James Surowiecki discusses B corporations in an article in The New Yorker: Companies with Benefits.

“There are now more than a thousand B corps in the U.S., including Patagonia, Etsy, and Seventh Generation. And in the past four years twenty-seven states have passed laws allowing companies to incorporate themselves as ‘benefit corporations’….”

 Interestingly, he concludes that there are benefits to incorporating in this manner that go beyond the reward of having performed a beneficial service to society.  He uses the eyeglass-maker Warby Parker to illustrate his points.

“The company’s approach—selling stylish specs at affordable prices—seems obvious, but, in an industry where brand-name glasses cost two or three hundred dollars a pair, it counts as revolutionary. The company has a similarly unconventional approach to its corporate identity. Soon after starting Warby, the founders made it a ‘B corporation.’ B corporations are for-profit companies that pledge to achieve social goals as well as business ones….Warby’s production and distribution is carbon-neutral, and, for every pair of glasses it sells, it distributes another in the developing world, in partnership with a nonprofit called VisionSpring.”

What other benefits are obtained by a company like Warby Parker?

“Being a B corp also insulates a company against pressure from investors….Patagonia doesn’t need to worry about investors’ opposing its environmental work, because that work is simply part of the job. For similar reasons, benefit corporations are far less vulnerable to hostile takeovers. When Ben & Jerry’s was acquired by Unilever, in 2000, its founders didn’t want to sell, but they believed that fiduciary duty required them to. A benefit corporation would have had an easier time staying independent.”

“To a free-marketeer, a B corp is just a way to waste shareholder money on do-gooding whims. Yet Warby Parker has had no trouble raising money from investors. And Dave Gilboa, another Warby co-founder, told me that, at the operational level, having a social mission can offer distinct advantages. It’s an important way for a company to attract and retain talented employees. Survey data show that workers—especially young ones—want to work for socially conscious companies, and will take less compensation in exchange for a greater sense of purpose.”

Those who wish to provide a benefit to society can often deliver that benefit on a larger scale by operating in a for-profit mode than they could with a strictly non-profit approach.

Surowiecki reminds us that having profitable, socially conscious corporations is not exactly a revolutionary new concept.
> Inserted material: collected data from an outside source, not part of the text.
PR #1005, opened 2019-05-17
TestUtils: EventCounterHandler

weissi:
Motivation:

In many unit tests, it's important to count the events. So far we have
many many ad-hoc handlers to do so but having one that counts all events
would be handy.

Modifications:

Add `EventCounterHandler` to count all events travelling the
`ChannelPipeline`.

Result:

Easier unit testing


Sources/NIOTestUtils/EventCounterHandler.swift
```diff
@@ -0,0 +1,363 @@
...
+
+    public struct ValidityError: Error {
+        public var reason: String
+
+        init(_ reason: String) {
+            self.reason = reason
+        }
+    }
+
+    private let _channelRegisteredCalls = Atomic<Int>(value: 0)
```
Lukasa: Jees, I really want some property delegates now to ease all of this boilerplate!

Sources/NIOTestUtils/EventCounterHandler.swift
```diff
@@ -0,0 +1,363 @@
...
+    }
+
+    /// Returns the number of `channelRead` events seen so far in the `ChannelPipeline`.
+    public var channelReadCalls: Int {
+        return self._channelReadCalls.load()
+    }
+
+    /// Returns the number of `channelReadComplete` events seen so far in the `ChannelPipeline`.
+    public var channelReadCompleteCalls: Int {
+        return self._channelReadCalls.load()
```
Lukasa: This is returning the wrong atomic value. Looks like you may need a better unit test for this one.

Sources/NIOTestUtils/EventCounterHandler.swift
```diff
@@ -0,0 +1,363 @@
...
+            throw ValidityError("register should be called no more than once")
+        }
+        guard self.bindCalls <= 1 else {
+            throw ValidityError("bind should be called no more than once")
+        }
+        guard self.connectCalls <= 1 else {
+            throw ValidityError("connect should be called no more than once")
+        }
+        guard self.closeCalls <= 1 else {
+            throw ValidityError("close should be called no more than once")
```
Lukasa: This assertion is not universally correct: no bugs will occur if `close` is called more than once, and I don't know if I'd class it as the same kind of error as the others.

Sources/NIOTestUtils/EventCounterHandler.swift
```diff
@@ -0,0 +1,363 @@
...
+
+        if closeCalls != 0 {
+            allEvents.append(("close", self.closeCalls))
+        }
+
+        if triggerUserOutboundEventCalls != 0 {
+            allEvents.append(("triggerUserOutboundEvent", self.triggerUserOutboundEventCalls))
+        }
+
+        return Set(allEvents.map { $0.0 })
```
Lukasa: This function is weird. Why does it create an intermediate array? Why does it load the atomic twice? Why does only the second load use the explicit `self`? Why does it perform the second load at all?

Sources/NIOTestUtils/EventCounterHandler.swift
weissi: thank you! I did now check all individual events.

Sources/NIOTestUtils/EventCounterHandler.swift
weissi: @Lukasa thanks, that's right, will remove

Sources/NIOTestUtils/EventCounterHandler.swift
weissi: oops, leftovers, will fix. Thank you!

PR #1010, opened 2019-05-21
replace redundant commands in docker-compose files with generic one

tomerd:
Motivation: keep it DRY

Modifications: move redundant commands from 18-04-5.0 and 16.04-5.1 to the generic task definitions


Lukasa:
LGTM, will let @weissi review as well.

PR #1016, opened 2019-05-23
Add check_no_api_breakages, a script to check public API breakages

weissi:
Motivation:

It's incredibly hard not to accidentally break the public API, so let's
automate that :).

Modifications:

Add the first version of a public API check script.

Result:

Fewer public API breakages.

### DIFF
--- a/scripts/check_no_api_breakages.sh
+++ b/scripts/check_no_api_breakages.sh
@@ -1,0 +1,108 @@
+#!/bin/bash
+##===----------------------------------------------------------------------===##
+##
+## This source file is part of the SwiftNIO open source project
+##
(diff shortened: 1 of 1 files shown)


scripts/check_no_api_breakages.sh
```diff
@@ -0,0 +1,108 @@
...
+    local repodir=$1
+    local tag=$2
+    local output=$3
+
+    (
+    cd "$repodir"
+    git checkout "$tag" 2> /dev/null
+    swift build
+    while read -r module; do
+        swift api-digester -dump-sdk -module "$module" \
```
ktoso: Wohoo 🥳

PR #1020, opened 2019-05-30
enable TCP_NODELAY by default

weissi:
Motivation:

Networking software like SwiftNIO that always has explicit flushes
usually does not benefit from having TCP_NODELAY switched off. The
benefits of having it turned on are usually quite substantial and yet we
forced our users for the longest time to enable it manually.

Quite a bit of engineering time has been lost finding performance
problems and it turns out switching TCP_NODELAY on solves them
magically.

Netty has made the switch to TCP_NODELAY on by default, SwiftNIO should
follow.

Modifications:

Enable TCP_NODELAY by default.

Result:

If the user forgot to enable TCP_NODELAY, their software should now be
faster.


weissi:
CC @glbrntt

weissi:
> Regresses allocations due to `reserveCapacity`.

unfortunately with and without :|. I need to look into what's going on there exactly

Lukasa:
Oh sure, I saw that you needed to do it. Just means that at the bare minimum we need to increase the threshold because the CI gets mad. :wink:

PR #1022, opened 2019-05-30
alloc counters: disallow too high limits

weissi:
Motivation:

For the allocation counter tests to be as useful as possible, we should
disallow limits that are too high, we should capture the allocation
count very close to where it actually is.

Modifications:

Don't allow any allocation counter test to allocate fewer than
'limit - 1000' allocations.

Result:

Better limits.

### DIFF
--- a/IntegrationTests/tests_04_performance/test_01_allocation_counts.sh
+++ b/IntegrationTests/tests_04_performance/test_01_allocation_counts.sh
@@ -46,6 +46,8 @@ for test in "${all_tests[@]}"; do
             warn "    export $max_allowed_env_name=$total_allocations"
         fi
     else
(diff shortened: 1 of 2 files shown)


IntegrationTests/tests_04_performance/test_01_resources/test_bytebuffer_lots_of_rw.swift
```diff
@@ -37,21 +37,6 @@ func run(identifier: String) {
         }
         @inline(never)
         func doReads(buffer: inout ByteBuffer) {
-            /* these ones are zero allocations */
```
weissi: this will go away, just to temporarily test this PR actually works :)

“Yet the desire to balance profit and purpose is arguably a return to the model that many American companies once followed. Henry Ford declared that, instead of boosting dividends, he’d rather use the money to build better cars and pay better wages. And Johnson & Johnson’s credo, written in 1943, stated that the company’s ‘first responsibility’ was not to investors but to doctors, nurses, and patients.”

He finishes on this high note:

“The rise of B corps is a reminder that the idea that corporations should be only lean, mean, profit-maximizing machines isn’t dictated by the inherent nature of capitalism, let alone by human nature. As individuals, we try to make our work not just profitable but also meaningful. It may be time for more companies to do the same.”